Rencana Aktivitas Lanjutan Bersama Komunitas
Tim film menyalakan niat untuk kembali ke Makassar dalam format kegiatan berbeda. Ada gagasan lokakarya keselamatan di jalur alam yang dipandu pelatih bersertifikat, pemutaran terbatas untuk komunitas relawan kebencanaan, hingga pameran foto di ruang publik yang menampilkan wajah wajah kru lapangan yang biasanya tersembunyi di balik kamera. Beberapa pengelola ruang kreatif menawarkan kolaborasi lintas disiplin, menggabungkan musik tradisi dengan rekaman bunyi hutan dari proses produksi.
“Karya yang baik cenderung menciptakan karya lain, begitulah energi yang menular.”

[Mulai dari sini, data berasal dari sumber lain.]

Issue #1047, opened 2025-01-04
Trig functions raise on `f32` dtypes


billylanchantin:
Example:

```elixir
iex> import Explorer.Series
iex> pi = :math.pi
iex> [pi/2, pi, 3*pi/2] |> from_list(dtype: :f32) |> sin
```

Raises with:

```
** (RuntimeError) Polars Error: invalid series dtype: expected `Float64`, got `f32`
    (explorer 0.11.0-dev) lib/explorer/polars_backend/shared.ex:27: Explorer.PolarsBackend.Shared.apply_series/3
    iex:3: (file)
```

Although we document that this should work:

<img width="849" alt="Screen Shot 2025-01-04 at 10 21 25 AM" src="https://github.com/user-attachments/assets/a25f4bea-74a8-4fb0-9c72-ef2ae686dd9e" />

Found here by @sasikumar87:

* https://github.com/elixir-explorer/explorer/pull/1046

PR #1051, opened 2025-01-09
Fix trigonometric functions to not raise on f32 inputs

sasikumar87:
Fixes https://github.com/elixir-explorer/explorer/issues/1047

### DIFF
--- a/native/explorer/src/series.rs
+++ b/native/explorer/src/series.rs
@@ -1588,50 +1588,178 @@ pub fn s_clip_float(s: ExSeries, min: f64, max: f64) -> Result<ExSeries, Explore
 
 #[rustler::nif(schedule = "DirtyCpu")]
 pub fn s_sin(s: ExSeries) -> Result<ExSeries, ExplorerError> {
-    let s1 = s.f64()?.apply_values(|o| o.sin()).into();
-    Ok(ExSeries::new(s1))
+    match s.dtype() {
+        DataType::Float64 => {
+            let s1 = s.f64()?.apply_values(|o| o.sin()).into();
+            Ok(ExSeries::new(s1))
+        }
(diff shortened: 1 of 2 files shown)


billylanchantin (approved):
Approved pending the precision issues with the `tan` test.

It looked like they were off by a single decimal place 🙄. Let us know if they persist.

josevalim:
Precision issues will happen on different machines, OSes and architectures. So one option is to compare that they are within certain delta.

billylanchantin:
@josevalim Do we have a helper somewhere that acts like `Nx.all_close`? That'd be handy here.

josevalim:
We don't but it should be easy to implement. Subtract two series, compute the absolute, see if they are within delta and return true if all true.

billylanchantin:
Agreed. It'd be generally helpful too.

```elixir
pi = :math.pi()
radians_list = [-2 * pi, -pi, -pi / 2, 0, pi / 2, pi, 2 * pi]
degrees_list = [-360.0, -180.0, -90.0, 0.0, 90.0, 180.0, 360.0]

radians = Series.from_list(radians_list, dtype: :f32)
degrees = Series.from_list(degrees_list, dtype: f32)

result = Series.degrees(radians)
assert all_close?(result, degrees)
assert Series.dtype(result) == {:f, 64}

# ...

defp all_close?(%Series{} = a, %Series{} = b, tol \\ 1.0e-8) do
  Series.subtract(a, b)
  |> Series.abs()
  |> Series.less_equal(tol)
  |> Series.all?()
end
```

sasikumar87:
@billylanchantin fixed the test.

billylanchantin:
Thanks, @sasikumar87!

Issue #1023, opened 2024-11-20
Provide more details in error message around `concat_rows`


LostKobrakai:
Given the following dataframes:

```
[
  #Explorer.DataFrame<
    Polars[1134 x 4]
    gtin string […]
    series string […]
    program string […]
    program_color string […]
  >,
  #Explorer.DataFrame<
    Polars[1520 x 4]
    gtin string […]
    series string […]
    program null […]
    series_color string […]
  >
]
```

I got

```
[error] ** (ArgumentError) dataframes must have the same columns
    (explorer 0.10.0) lib/explorer/data_frame.ex:5436: anonymous fn/3 in Explorer.DataFrame.compute_changed_types_concat_rows/1
```

This lead me to believe that the null vs string column type to be the issue while it was the different *_color columns.

The error message could be better and `concat_rows` docs could call out that typecasting works between null and other column types

billylanchantin:
Small clarification (we chatted on slack):

The error message could be improved by calling out which columns specifically didn't match. Something like:

```
** (ArgumentError) dataframes must have the same columns

  * Left DataFrame has these columns not present in the right DataFrame:

      ["program_color"]

  * Right DataFrame has these columns not present in the left DataFrame:

      ["series_color"]

    (explorer 0.10.0) lib/explorer/data_frame.ex:5436: anonymous fn/3 in Explorer.DataFrame.compute_changed_types_concat_rows/1
```

where internally we'd do something like:

```elixir
left_cols = left_df |> names() |> MapSet.new()
right_cols = right_df |> names() |> MapSet.new()

mismatched_cols = MapSet.symmetric_difference(left_cols, right_cols)

in_left_only = left_cols |> MapSet.intersection(mismatched_cols) |> Enum.to_list()
in_right_only = right_cols |> MapSet.intersection(mismatched_cols) |> Enum.to_list()
```

viniciussbs:
> This lead me to believe that the null vs string column type to be the issue while it was the different *_color columns.

Just as a feedback, I had the same issue a few days ago and I came to the same wrong conclusion around null vs string. It was just singular vs plural column name, though. 😅

PR #1057, opened 2025-01-18
Better `concat_rows` error messages

billylanchantin:
Fixes: https://github.com/elixir-explorer/explorer/issues/1023

Example:

```elixir
df0 = DF.new([x: [1, 2, 3], y: ["g", "h", nil]])
df1 = DF.new([z: [4, 5, 6]])
DF.concat_rows(df0, df1)
```

```
dataframes must have the same columns

* dataframe 0 has these columns not present in dataframe 1:

    ["x", "y"]

* dataframe 1 has these columns not present in dataframe 0:

    ["z"]
```

### DIFF
--- a/lib/explorer/data_frame.ex
+++ b/lib/explorer/data_frame.ex
@@ -5437,107 +5437,99 @@ defmodule Explorer.DataFrame do
   @doc type: :multi
   @spec concat_rows([DataFrame.t()]) :: DataFrame.t()
   def concat_rows([%DataFrame{} = head | _tail] = dfs) do
-    with :ok <- ensure_column_names_match(dfs),
-         {:ok, changed_types} <- compute_changed_types_concat_rows(dfs) do
-      out_df = out_df(head, head.names, Map.merge(head.dtypes, changed_types))
+    changed_types = compute_changed_types_concat_rows(dfs)
+    out_df = out_df(head, head.names, Map.merge(head.dtypes, changed_types))
 
-      dfs =
-        if changed_types == %{} do
-          dfs
-        else
-          for df <- dfs do
-            mutate_with(ungroup(df), fn ldf ->
-              for {column, target_type} <- changed_types,
-                  do: {column, Series.cast(ldf[column], target_type)}
-            end)
-          end
-        end
-
-      Shared.apply_dataframe(dfs, :concat_rows, [out_df])
-    else
-      {:error, message} -> raise ArgumentError, message
-    end
-  end
-
-  defp ensure_column_names_match([head | tail]) do
-    df_0_cols = head |> names() |> MapSet.new()
-
-    tail
-    |> Enum.with_index(1)
-    |> Enum.reduce_while(:ok, fn {df, index}, :ok ->
-      df_i_cols = df |> names() |> MapSet.new()
-
-      if MapSet.equal?(df_0_cols, df_i_cols) do
-        {:cont, :ok}
+    dfs =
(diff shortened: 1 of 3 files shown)


billylanchantin:
@josevalim I'm aiming to emulate the new type error messages in Elixir with the indentations and newlines. If you would, please review with that in mind.

We can maybe skip the ANSI colors though since that'd be a big departure from our other error messages.

lib/explorer/data_frame.ex
```diff
@@ -5437,47 +5437,106 @@ defmodule Explorer.DataFrame do
...
-    Shared.apply_dataframe(dfs, :concat_rows, [out_df])
+      Shared.apply_dataframe(dfs, :concat_rows, [out_df])
+    else
+      {:error, message} -> raise ArgumentError, message
+    end
   end
 
-  defp compute_changed_types_concat_rows([head | tail]) do
-    types = head.dtypes
+  defp ensure_column_names_match([head | tail]) do
```
josevalim, line 5462: Ideally we should do this in two passes. One is a quick check to see if the names match. This should be as quick and efficient as possible. If they don't, then we start doing all of the additional work. I think the previous version was the efficient one. Could we keep it around and then do the MapSet dance only in case of errors? :)

billylanchantin: Fair point about the big O!

> Ideally we should do this in two passes.

I actually took it from one pass to two.

Before:

```
for df in tail:                     -- O(m)
  if num_cols_df != num_cols_head:  -- O(1)
    raise
  for col in df:                    -- O(n)
    if col not in head:             -- O(log(n)) since we're looking in a map
      raise
    if col's dtype not compatible:  -- O(1)
      raise
    otherwise, continue building dtype map

Overall: O(m n log(n))
```

After:

```
for df in tail:                    -- O(m)
  if col_set_df != col_set_head:   -- O(n log(n))
    bail
for df in tail:                    -- O(m)
  for col in df:                   -- O(n)
    if col's dtype not compatible: -- O(1)
      bail
    otherwise, continue building dtype map

Overall: O(m n log(n))
```

The problem is that the columns have to be the same, but not necessarily in the same order. So the names pass has to have O(n log(n)) complexity.

I can add back in the count check though. Then we can wait to build the mapset of the column names until we're sure that they'll have the same size.

I can also go back to the one pass approach if you prefer! But I _believe_ they have the same big O.

josevalim: Sorry, I should clarify. We have two scenarios: the success scenario and the failure one. The failure one can be slow, the success one can be quick. The previous code was computing compatibility and the types at once, in the fastest way possible. This code builds map sets and compares them, which I am almost sure it will be slower, and then builds the types.

So ideally we would keep the previous code and then add your code with better reporting. Does that make sense? You can even use `throw/catch` if necessary. :)

billylanchantin: Ok, I've put the old approach back!

This is good for two reasons: 1) I fixed a bug! 2) Even if I was right about the new complexity being similar, this way we _definitely_ didn't introduce an inefficiency. So that makes it worth it.

Also, I think the time big O is the same but now I see the space big O is not: now we're only allocating memory for the MapSets in the event that there's a problem. Sorry if that's what you were saying and I misunderstood.

josevalim: No worries at all, reviewing the new approach now, thank you! :heart:

josevalim (approved):
Beautiful!

PR #1060, opened 2025-01-31
Update Polars to v0.46

philss:


philss:
It looks like a regression. I will investigate this another time. But feel free to explore this if you can.

Issue #1005, opened 2024-10-16
Accessing a DataFrame with an out of bounds range should raise


billylanchantin:
Today if a range extends past the end of a DataFrame, we filter those columns out.

```elixir
df = Explorer.DataFrame.new(a: [1, 2, 3])
df[1..1]
# #Explorer.DataFrame<
#   Polars[0 x 0]
# >
```

Per the discussion [here](https://github.com/elixir-explorer/explorer/pull/1004), we think we should raise instead.

PR #1061, opened 2025-02-02
Raise on out of bounds range access

billylanchantin:
Fixes: https://github.com/elixir-explorer/explorer/issues/1005

In the example from that issue we now get:

```elixir
iex> df[1..1]
# ** (ArgumentError) range 1..1 is out of bounds for a dataframe with 1 column(s)
#     (explorer 0.11.0-dev) lib/explorer/shared.ex:221: Explorer.Shared.to_existing_columns/3
#     (explorer 0.11.0-dev) lib/explorer/data_frame.ex:387: Explorer.DataFrame.fetch/2
#     (elixir 1.18.1) lib/access.ex:322: Access.get/3
#     iex:3: (file)
```

### DIFF
--- a/lib/explorer/shared.ex
+++ b/lib/explorer/shared.ex
@@ -207,19 +207,15 @@ defmodule Explorer.Shared do
     names
   end
 
-  def to_existing_columns(%{names: names} = df, first..last//step = columns, raise?) do
+  def to_existing_columns(%{names: names} = df, first..last//_ = columns, raise?) do
     if raise? do
+      # We say a range is in bounds when both limits are valid column indices.
+      # In certain instances this will reject a valid input to `Enum.slice/2`,
+      # but there were some ambiguous cases we needed to cover. See
+      # https://github.com/elixir-explorer/explorer/pull/1061 for a discussion.
       n_cols = Explorer.DataFrame.n_columns(df)
 
-      # With `Enum.slice/2`, negative indices are counted from the end.
-      [slice_min, slice_pseudo_max] =
-        [first, last]
-        |> Enum.map(&if(&1 < 0, do: n_cols + &1, else: &1))
-        |> Enum.sort()
-
-      slice_max = slice_min + abs(step) * (Range.size(slice_min..slice_pseudo_max//abs(step)) - 1)
-
-      if slice_min < 0 or slice_max >= n_cols do
+      if max(abs(first), abs(last)) >= n_cols do
         raise ArgumentError,
               "range #{inspect(columns)} is out of bounds for a dataframe with #{n_cols} column(s)"
       end
--- a/lib/explorer/shared.ex
+++ b/lib/explorer/shared.ex
@@ -210,9 +210,14 @@ defmodule Explorer.Shared do
   def to_existing_columns(%{names: names} = df, %Range{} = columns, raise?) do
     if raise? do
       n_cols = Explorer.DataFrame.n_columns(df)
-      existing_columns = 0..(n_cols - 1)
 
-      if Enum.any?(columns, &(&1 not in existing_columns)) do
+      # With `Enum.slice/2`, negative indexes are counted from the end.
+      [slice_min, slice_max] =
+        [columns.first, columns.last]
+        |> Enum.map(&if(&1 < 0, do: n_cols + &1, else: &1))
+        |> Enum.sort()
+
+      if slice_min < 0 or slice_max >= n_cols do
         raise ArgumentError,
               "range #{inspect(columns)} is out of bounds for a dataframe with #{n_cols} columns"
       end
--- a/lib/explorer/shared.ex
+++ b/lib/explorer/shared.ex
@@ -207,15 +207,17 @@ defmodule Explorer.Shared do
     names
   end
 
-  def to_existing_columns(%{names: names} = df, %Range{} = columns, raise?) do
+  def to_existing_columns(%{names: names} = df, first..last//step = columns, raise?) do
     if raise? do
       n_cols = Explorer.DataFrame.n_columns(df)
 
       # With `Enum.slice/2`, negative indices are counted from the end.
-      [slice_min, slice_max] =
-        [columns.first, columns.last]
+      [slice_min, slice_pseudo_max] =
+        [first, last]
         |> Enum.map(&if(&1 < 0, do: n_cols + &1, else: &1))
         |> Enum.sort()
+
+      slice_max = slice_min + step * (Range.size(slice_min..slice_pseudo_max//step) - 1)
 
       if slice_min < 0 or slice_max >= n_cols do
         raise ArgumentError,
--- a/lib/explorer/shared.ex
+++ b/lib/explorer/shared.ex
@@ -207,7 +207,17 @@ defmodule Explorer.Shared do
     names
   end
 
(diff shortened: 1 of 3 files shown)


billylanchantin:
The bounds check on ranges was a little fiddly since `Enum.slice/2` accepts negative bounds. I think I got it but I'm not 100% sure.

lib/explorer/shared.ex
```diff
@@ -207,7 +207,24 @@ defmodule Explorer.Shared do
...
-  def to_existing_columns(%{names: names}, %Range{} = columns, _raise?) do
+  def to_existing_columns(%{names: names} = df, first..last//step = columns, raise?) do
+    if raise? do
+      n_cols = Explorer.DataFrame.n_columns(df)
+
+      # With `Enum.slice/2`, negative indices are counted from the end.
+      [slice_min, slice_pseudo_max] =
+        [first, last]
+        |> Enum.map(&if(&1 < 0, do: n_cols + &1, else: &1))
+        |> Enum.sort()
```
josevalim, line 218: Because ranges can be reverse ordered, I am not sure how much we want to rely on sort. My suggestion would be to validate first and last independently:

```elixir
for pos <- [first, last] do
  cond do
    pos >= 0 and pos < n_cols -> :ok
    pos < 0 and pos >= -n_cols -> :ok
    true -> raise "..."
  end
end
```

WDYT?

billylanchantin: `Enum.slice/2` says it doesn't support reverse ordered ranges yet. Do you want to support them here in anticipation of their future support in Elixir 2.0?

josevalim: Ah, good point. If the code above works (big if), then it should be simpler and more future proof. Worth giving it a try?

billylanchantin: Sure! Unfortunately though, I think your algorithm doesn't work for the following situation:

```elixir
df = DF.new(a: [1, 2, 3], b: ["a", "b", "c"], c: [4.0, 5.1, 6.2])

n_cols = DF.n_columns(df) #=> 3
slice = 1..10//10

assert slice.last > n_cols
assert DF.to_columns(df[slice]) == %{"b" => ["a", "b", "c"]}
```

Here `slice` is a valid subset of the columns because even though `slice.last > n_cols`, `Enum.to_list(slice) == [1]`. This only happens when `step > 1` of course.

We can still try and work out a future proof approach though.

josevalim: I think you can adjust the last for a range `start..finish//step`, the last element can be calculated using this formula:
`start + (div(finish - start, step) * step)`

billylanchantin: Note that we also need to account for negative indices like `0..-1//1`. Even though that's an empty range, passing it to `Enum.slice/2` results in the full set of columns since `-1` means "the last element" in that context.

But I think if we just use `abs(step)` in my current approach, we're set: [dc059a1](https://github.com/elixir-explorer/explorer/pull/1061/commits/dc059a1e878b78c0234485f12e99c3dfb26a2a37)

josevalim: Nice. I wish there was a way we had to implement less of the existing range machinery. :(

josevalim: Do we deal with empty ranges correctly? 10..0//1 is empty and there should not fail, even in a DF with 2 columns.

billylanchantin: > I wish there was a way we had to implement less of the existing range machinery. :(

Ha yeah I was thinking `Range` could use some helpers. I started to design some in my head before realizing I'd spend all day on that. 😅 

> Do we deal with empty ranges correctly?

Blerg. So apparently not:

```elixir
iex(4)> df[slice]
** (ArgumentError) range 10..0//1 is out of bounds for a dataframe with 3 column(s)
    (explorer 0.11.0-dev) lib/explorer/shared.ex:223: Explorer.Shared.to_existing_columns/3
    (explorer 0.11.0-dev) lib/explorer/data_frame.ex:387: Explorer.DataFrame.fetch/2
    (elixir 1.18.1) lib/access.ex:322: Access.get/3
    iex:4: (file)
iex(4)> df[..]
#Explorer.DataFrame<
  Polars[3 x 3]
  a s64 [1, 2, 3]
  b string ["a", "b", "c"]
  c f64 [4.0, 5.1, 6.2]
>
```

billylanchantin: Er, wait. Is that actually the behavior we want? Even though both `0..-1//1` and `10..0//1` are empty, `Enum.slice/2` treats them differently:

```elixir
iex(7)> Enum.slice(df.names, 10..0//1)
[]
iex(8)> Enum.slice(df.names, 0..-1//1)
["a", "b", "c"]
```

I think we actually want the current behavior?

josevalim: Negative indexes are treated as last. So it is an empty range but it gets normalized. The other one is an empty range altogether. And then there are ranges that raise when out of index.

it may be best to leave this to until we add a slice! to Elixir? 🤔

billylanchantin: > it may be best to leave this to until we add a slice! to Elixir? 🤔

I think I'd prefer to merge this if possible. The semantics of out-of-bounds are currently different between Nx and Explorer. This PR attempts to bring them in line.

> The other one is an empty range altogether. And then there are ranges that raise when out of index.

Sorry if I'm not understanding. To my eyes, `10..0//1` is both empty on its own and out of bounds for a 2-column dataframe and so should raise. Can you clarify what you think should happen with these two cases?

```elixir
df = DF.new(a: [1], b: [2]) # 2 columns

df[1..0//1] # empty, but within bounds
df[9..0//1] # empty, but out of bounds
```

I think `df[1..0//1]` should return an empty dataframe and `df[9..0//1]` should raise. The other option is that all empty ranges (post normalizing) should return an empty dataframe regardless of bounds.

I admit this is a weird case and I don't feel strongly.

josevalim: I think that, if 1..10//10 should not raise for being outbounds because 10 is not actually included, so should not 10..1//1 for the same reason?

I agree that it doesn’t really matter which, but I think for those cases it should be consistent. I think always checking first and last, regardless of step, is the simplest way to go about it?

billylanchantin: > I think that, if 1..10//10 should not raise for being outbounds because 10 is not actually included, so should not 10..1//1 for the same reason?

Ah great point. It's like whack-a-mole with these cases!

>  I think always checking first and last, regardless of step, is the simplest way to go about it?

I think you're right. I'll go ahead and do that.

The results will differ slightly from `Enum.slice/2`. But we need to do what makes sense for us.

josevalim: Probably best to think of slice as an implementation detail. I think my proposed implementation should work for checking indexes too!

billylanchantin: > Probably best to think of slice as an implementation detail.

That makes sense!

> I think my proposed implementation should work for checking indexes too!

It did! Hope it's ok that I played a little code golf with it. I realized yours was equivalent to:

```elixir
if max(abs(first), abs(last)) >= n_cols do
  raise ...
end
```

josevalim (approved):
Super clean!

Kekuatan Cerita Lokal yang Bergaung Lebar
Eva Pendakian Terakhir menyajikan rumus yang terasa sederhana namun bekerja efektif. Cerita yang dekat, peran yang bernafas, dan lanskap yang didekati dengan rasa hormat. Kehadiran pemeran ke Makassar menambah lapisan emosional, karena penonton bisa menghubungkan adegan yang mereka lihat dengan wajah manusia yang mereka temui. Di luar gedung pemutaran, percakapan masih berlanjut, dan itulah tanda bahwa film telah melampaui definisinya sebagai hiburan semata.
“Ketika penonton pulang dengan banyak pertanyaan, film sedang menjalankan tugas terbaiknya.”
Catatan Kecil Tentang Keselamatan dan Kebersamaan
Beberapa menit terakhir dalam bincang bersama penonton diisi dengan pesan praktis yang tidak kalah penting. Jika ingin memulai hobi mendaki, mulailah dari jalur yang sudah dikenal, ikuti arahan pemandu, dan pastikan perlengkapan memadai. Jangan memaksakan puncak apabila cuaca berubah, dan tetap jujur dengan kemampuan diri. Keindahan alam tidak akan kemana mana, tetapi kesempatan kembali pulang selalu berharga. Pesan kebersamaan ditegaskan, sebab setiap perjalanan yang baik adalah perjalanan yang semua anggotanya kembali dalam keadaan aman.
“Keindahan yang sejati ialah bisa diceritakan kembali bersama mereka yang ikut berangkat.”
Antusiasme yang Menyisakan Jejak Panjang
Usai rangkaian acara, akun akun komunitas memajang foto bersama, potongan video tepuk tangan, dan kutipan singkat dari sesi tanya jawab. Pengelola bioskop melaporkan jadwal penayangan tambahan karena permintaan meningkat. Di linimasa warganet Makassar, rekomendasi tontonan menyebar secara alami dari satu grup pertemanan ke grup lain. Energi yang ditinggalkan bukan sekadar euforia sesaat, melainkan dorongan untuk terus merawat tradisi menonton yang sehat, kritis, dan penuh rasa bangga.